Troy claimed one of the energy drinks, screwed off the cap, not bothering with the push top as he took a small sip, something to help him rid himself of his dry mouth. Alicia looked conflicted.

"I'll be fine."

"Our radios are dead."

"They're useless anyway if she's still listening. Here's a deal, if I'm not back by the end of tonight or even tomorrow morning, granted you wait that long, assume that I'm dead and take Nick and get out of here. Find a house the two of you could hole up in for a few days."

Troy retrieved his pipe, checked how many bullets were left in the gun he'd confiscated from the stranger, and then Alicia earlier and handed it to her. She took it. "I suggest you go sparingly with that and keep it as a last measure. With any luck, one of those cars outside might work, too. If it comes to that."

Unfortunately, he couldn't leave the vehicle for them, although if Eldorado were closer, he might have.

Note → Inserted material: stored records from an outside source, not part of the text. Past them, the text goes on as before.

PR #515, opened 2022-08-25
TCS-154: Moved common parameter/function definitions from processes/wdb.q to n…

Lenzaum:
- Created new script `wdb/common.q`.
- Majority of parameter/function definitions moved from `processes/wdb.q` to `wdb/common.q`.
- `processes/tailer.q` now loads `wdb/common.q` instead of `processes/wdb.q`.
    - Some end-of-script function calls duplicated from `processes/wdb.q` into `processes/tailer.q`.


emansanti (approved):
All seems correct.

ThomasGillespie (approved):

code/processes/tailer.q
```diff
@@ -1,9 +1,15 @@
...
+upd:.wdb.upd;
+
 \d .wdb
-.proc.loadf [getenv[`KDBCODE],"/processes/wdb.q"]
+
 hdbsettings[`taildir]:getenv`KDBTAIL
 .ds.lasttimestamp:.z.p-.ds.periodstokeep*.ds.period
 
-if[not .ds.datastripe;.lg.e[`load;"datastiping not enabled"]]                       /-errors out of tailer if datastriping is not turned on
+if[not .ds.datastripe;.lg.e[`load;"datastriping not enabled"]]                      /-errors out of tailer if datastriping is not turned on
```
jonathonmcmurray, line 12: think this should be moved down a bit, past the `.tailer` namespace stuff - atm the script switches to .wdb, then to .tailer, then back to .wdb, think it'd be a bit neater if each namespace was only switched to once

code/wdb/common.q
```diff
@@ -0,0 +1,528 @@
...
+.wdb.currentpartition:.wdb.getpartition[];
+
+/-  adds endofday and endofperiod functions to top level namespace
+endofday: .wdb.endofday;
+endofperiod:{[currp;nextp;data] .lg.o[`endofperiod;"Received endofperiod. currentperiod, nextperiod and data are ",(string currp),", ", (string nextp),", ", .Q.s1 data]};
+
+/- setting the upd and .u.end functions as the .wdb versions
+.u.end:{[pt]
+        .wdb.endofday[.wdb.getpartition[];()!()];
+    }
```
jonathonmcmurray, line 528: to me this stuff all feels like starting to actually initialise the process (there is actually code being run in some of these lines, not just functions/variables being defined etc.), so I think this should be in the `processes/wdb.q` script. Some of it may be duplicated in to the `processes/tailer.q` script as well, but it may or may not need all of it (e.g. not sure if `.wdb.getsortparams` is applicable to tailer) - I think some duplication is OK though. IMO this sort of "library" code shouldn't set/modify any root namespace variables (i.e. there probably shouldn't be a `\d .` in it anywhere)

code/wdb/common.q
```diff
@@ -0,0 +1,528 @@
+/-Definitions for commonly/used parameters & functions in the .wdb namespace.
```
jonathonmcmurray, line 1: I'm assuming nothing in this file has actually changed from it's original definition in `processes/wdb.q`?

jonathonmcmurray (commented):
couple of comments, but overall I think this looks good. How has this been tested to ensure that wdb & tailer both still work fully as expected?

code/wdb/common.q
Lenzaum: - It was at Gary's request that I moved in lines 515-528 from `processes/wdb.q` & `processes/tailer.q` to minimise duplication: I can revert this so that function calls are ran in these two scripts again, but I'd feel more comfortable if I had consensus from the senior dev team.
- `.wdb.startup[]` throws an error if `.wdb.getsortparams[]` has not been defined: I've traced the chain of dependencies, if an outline of them would be of help?

jonathonmcmurray: If Gary requested it, that's fine then

code/processes/tailer.q
Lenzaum: I agree that the redundant namespace switching is ugly - on reflection, I should be able to move `hdbsettings[taildir]` & `.ds.lasttimestamp` definitions down to the second instance of `\d .wdb`; and the checks on `.ds.datastripe` should be able to run in the default namespace. This would allow me to remove this first instance of `\d .wdb` without issue.

Lenzaum: Yes, proposed changes appear to work without issue - I've pushed a new commit for them.

Lenzaum:
> couple of comments, but overall I think this looks good. How has this been tested to ensure that wdb & tailer both still work fully as expected?

In addition to `wdb` & `tailer` processes starting back up, Eman & I did some manual testing to confirm the following:
- Tailer receives data;
- Latest tailer data is of the correct time;
- `.ds.savealltablesoverperiod[]` saves down to the `data/taildir` directory;
- On reloading, the tailreader picks up freshly saved data;
- In-memory `.ds.access` table gets updated after end-of-period procedures;
- Log file replays run successfully.

jonathonmcmurray (approved):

Alicia nodded as he lifted Nick off the floor and deposited him on the bed again.

"Oh, and one last thing," Troy said as he ambled to the door, removing the chair from beneath the handle, setting it aside so she could replace it once he was outside. "If anyone other than me knocks on this door, don't hesitate, you use those last bullets and save yourself the hassle of worrying whether its friend or foe. That lady may be batshit crazy but she's smart. She said she wasn't done with Nick and we know she's capable of getting people to do her dirty work for her."

Alicia barely acknowledged his parting words but the dread was obvious on her face.

"I'll see you in a few hours."

He walked out and immediately got into the car, setting off down the road, heading back in the known direction.


"It's a beautiful thing," Jeremiah utters, turning the polished revolver with its white handle, admiring it like some rare jewel. He holds it out toward Nick, a smile on his face Nick's sure he scarcely ever spared either of his sons. Kind, inspired, his eyes glistening in the orange flickers of the fireplace he helped Nick restore.

Nick makes no move to accept the gift. "But it's not my thing."

A shadow passes across Jeremiah's face, his eyes dim as he lowers his hand with the pistol.

He chuckles with no humor. "Of course. You don't need a gun to kill. Your mother, your sister can do it for you. Hell, Troy will be happy to oblige. What does it make you, Nicholas?"

Nick flinches at hearing the name that deepens the wound his words leave in his soul. There's nothing Nick can say to change that because the old man is right. Absolutely and irrevocably right.

"While you draw breath, you kill. When you die - you become honest about it."

Jeremiah's mouth spreads in a grin, and he starts to cackle. Terror roots Nick in place as he approaches, his hand still reaching for him offering the pistol.

Nick gasped, jerked away, and pain flooded his body like a broken dam. He groaned, still scared that the old man's hand would reach him.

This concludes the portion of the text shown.